RECORDED INFORMATION: Begin
PR #1312, opened 2020-05-17
feat: support passing `--reporter-options` to nyc's own reporters

brettz9:
This aims to allow nyc reporters to receive config (without need for setting environmental variables).

My own interest is in building a reporter which can output, for example, the top 10 visited lines of a file or project. I'd like for users to be able to pass in config which can control how much is listed, what information, etc.

If it is ok, maybe I could adapt this so that the reporter could even get the entire `config` object (e.g., if I adapted the badge-making tool I created, [coveradge](https://www.npmjs.com/package/coveradge), to work as a reporter, I could immediately detect the user's thresholds, e.g., `statements`, without having to re-query them).

### DIFF
--- a/index.js
+++ b/index.js
@@ -446,6 +446,7 @@ class NYC {
       reports.create(_reporter, {
         skipEmpty: this.config.skipEmpty,
         skipFull: this.config.skipFull,
+        reporterOptions: this.config.reporterOptions,
         projectRoot: this.cwd,
         maxCols: process.stdout.columns || 100
       }).execute(context)


coreyfarrell:
I appreciate your contribution but I lean towards not wanting to incorporate this functionality in this way.  This would cause the same options to go into every report and cause confusion since some options would not be supported.  Additionally some options (`file` for example) cannot be set the same for each reporter.

I'm thinking that complex report configuration could be supported through `.nycrc` / other configuration files but unsupported by CLI report setup.  For example:
```js
{
	"reporter": {
      "lcov": {
        "file": "custom-filename.lcov"
      }
    }
}
```

This would require some significant testing to ensure things work properly (IE with the above config `nyc --reporter none` would need to set `"reporter": ["none"]`.  Work for this would span multiple repositories:
* [@istanbuljs/load-nyc-config](https://github.com/istanbuljs/load-nyc-config) would need logic to deal with switching between array and object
RECORDED INFORMATION: End
Could you retype exactly the lines from the one containing "This aims to" through the final line of the data above, and no others?

# [WRITTEN REPLY]
This aims to allow nyc reporters to receive config (without need for setting environmental variables).

My own interest is in building a reporter which can output, for example, the top 10 visited lines of a file or project. I'd like for users to be able to pass in config which can control how much is listed, what information, etc.

If it is ok, maybe I could adapt this so that the reporter could even get the entire `config` object (e.g., if I adapted the badge-making tool I created, [coveradge](https://www.npmjs.com/package/coveradge), to work as a reporter, I could immediately detect the user's thresholds, e.g., `statements`, without having to re-query them).

### DIFF
--- a/index.js
+++ b/index.js
@@ -446,6 +446,7 @@ class NYC {
       reports.create(_reporter, {
         skipEmpty: this.config.skipEmpty,
         skipFull: this.config.skipFull,
+        reporterOptions: this.config.reporterOptions,
         projectRoot: this.cwd,
         maxCols: process.stdout.columns || 100
       }).execute(context)


coreyfarrell:
I appreciate your contribution but I lean towards not wanting to incorporate this functionality in this way.  This would cause the same options to go into every report and cause confusion since some options would not be supported.  Additionally some options (`file` for example) cannot be set the same for each reporter.

I'm thinking that complex report configuration could be supported through `.nycrc` / other configuration files but unsupported by CLI report setup.  For example:
```js
{
	"reporter": {
      "lcov": {
        "file": "custom-filename.lcov"
      }
    }
}
```

This would require some significant testing to ensure things work properly (IE with the above config `nyc --reporter none` would need to set `"reporter": ["none"]`.  Work for this would span multiple repositories:
* [@istanbuljs/load-nyc-config](https://github.com/istanbuljs/load-nyc-config) would need logic to deal with switching between array and object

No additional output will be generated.